The large number of submissions for some authors may be a reflection of an undesired and costly shotgun submission pattern, but it also seems to be associated with authors that carry many active collaborations. We have not enough data to tease this out further.

This section does not provide information of the number of submissions per co-author, nor the number of acceptances per bulk-submitting author. It does say that the vast majority of authors (their words, not mine) are only on one submission, which concerns me because it means that selecting down for prolific submitters will prevent submission outright for their collaborators.

tl;dr: Based on the 2015 report, which is the only ICSE- or even SE-specific document I’ve seen cited in this discussion, I do not see the strong motivation for a hard submission cap.  I’m interested to know if the 2016 data is notably different.  Adding overhead to bulk submission may be reasonable, and other venues have done this.  As a person who serves on multiple PCs, I like the idea of having authors who resubmit a paper include the previous reviews and a list of changes (…on the other hand, reviewing an identical paper a second time has the definite benefit of being easy…).

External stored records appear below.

PR #1857, opened 2022-03-18
docs: change URL for tfsec-checks

raesene:
The current URL for the tfsec-checks is 404, so changing it in-line with what we've got for cfsec, which is just the base site URL.


knqyf263 (approved):

knqyf263:
Thanks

The PC chairs have stated that there is justification for this policy and have promised an FAQ on it.  I believe them, and if my opinion is worth anything, it would be wonderful  if that FAQ contains empirical evidence to substantiate that this policy will (A) be impactful in improving the quality of submissions/review experience, while (B) not harming the submission prospects of graduate students or other junior collaborators. The evidence cited so far is incomplete, but what it contains is not fully convincing on these points.

[1] As part of our decision to implement double-blind review, my PC co-chair for SSBSE 2014 (a much smaller symposium, its worth mentioning; I’m not at all claiming it’s equivalent to ICSE. Though I do think the latter should also do double-blind, FWIW) insisted we write a blog post justifying the decision. My first reaction was “…uh, because we’re the PC chairs and we said so?” But I did it, because Shin was right.  My opinion on double-blind review is informed by the substantive body of work in implicit bias in general and the study of academic double blind review in particular, and I highlighted some of that literature in the post. I don’t believe we convinced everyone, but I do know anecdotally that members of the community appreciated our data-driven approach to conference organization decision making.^

[2] This year’s chairs mention that it is difficult to fill a PC.  2015’s chairs speak favorably of the benefits of recruiting and cultivating junior community members (like myself, which I greatly appreciate, bloviating blog posts notwithstanding), mentioning that “This is, in our opinion, a key way to educate future leaders in the ICSE community and, as such, it has a great value for the community.”^

[3] I do like a two-phase review system. I reviewed the same number of papers for ISSTA as I did for ICSE in 2016, but in two phases, and it felt much more manageable.^

[4] I review a lot.  I’m learning to say no.  It’s a process.^

Opinions my own, not my employers’, etc etc.